ANC to step up fight against corruption: Mantashe

By Drum Digital
26 January 2014

The ANC will step up the fight against corruption, secretary general Gwede Mantashe said.

The ANC will step up the fight against corruption, secretary general Gwede Mantashe said on Saturday.

"Let me tell you that the ANC is going to be tough on corruption," he told reporters on the sideline of the national executive committee lekgotla in Irene, south of Pretoria.

"It has always been hard [on corruption]."

Mantashe said the same principle would apply when it came to members who would be elected to go to Parliament and provincial legislatures.

The party will hold its list conference on Monday to decide on who would represent the party in government.
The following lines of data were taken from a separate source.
PR #14958, opened 2022-10-12
Add basic nonce management

freddygv:
### Description
This commit adds a monotonically increasing nonce to include in peering replication response messages. Every ack/nack from the peer handling a response will include this nonce, allowing to correlate the ack/nack with a specific resource.

At the moment nothing is done with the nonce when it is received. In the future we may want to add functionality such as retries on NACKs, depending on the class of error.

* Various unit tests from both the request/response sides

### PR Checklist

* [x] updated test coverage
* [x] not a security concern

### DIFF
--- a/agent/grpc-external/services/peerstream/stream_test.go
+++ b/agent/grpc-external/services/peerstream/stream_test.go
@@ -1887,6 +1887,7 @@ func expectReplEvents(t *testing.T, client *MockClient, checkFns ...func(t *test
 		// Ensure every nonce was unique.
 		if resp := out[i].GetResponse(); resp != nil {
 			require.NotContains(t, nonces, resp.Nonce)
+			nonces[resp.Nonce] = struct{}{}
 		}
 	}
 }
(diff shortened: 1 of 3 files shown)


kisunji (commented):
Thinking out loud: a change of leader will reset the nonce and the client (in the future) will also need to reset the nonce it's tracking, right? In other words, the nonce management is limited to the peer stream connection, not the higher level peering relationship

agent/grpc-external/services/peerstream/stream_test.go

African National Congress branches have nominated their preferred candidates.

However, despite the ANC's promise to tackle corruption, the list reportedly included some members who were accused of corruption.

This included ANC Northern Cape chairman John Block, who members nominated for premier, former ANC Youth League treasurer Pule Mabe, former chief whip Tony Yengeni and axed Gauteng MEC Humphrey Mmemezi.

Asked about corruption charges levelled against certain members within the party, Mantashe said those convicted did not qualify.

"If you are convicted for 12 months without an option of a fine, you don't qualify to go to Parliament," he said.

He added that there were processes to be followed when people were accused of wrong doing. He made an example of the Public Protector reports that fingered people but argued that the report did not disqualify people from going to Parliament.

"You can't force people not to go to Parliament because they are accused. What will happen if that person goes to court and they are acquitted?"

Mantashe said the party had been committed to the fight against corruption for years but the good work it had done was not recognised.

"There are a lot of people who are not acknowledged that have been removed from serious positions," he said.

Every time there was a new allegation the public would hear about of how the African National Congress was doing nothing to fight corruption, he said.

Mantashe said if the numbers could be known, the public would realise that the party had taken action following accusations of corruption against members.

He explained that as much as disciplinary action should be taken, there were processes which had to be followed.

The party had to allow for those accused to be tried in the courts.

Mantashe said the ANC would not make rash decisions when tackling the issue.

"What we won't do is play to the gallery and just go all over doing a witch-hunt because we want to be seen doing something," he said.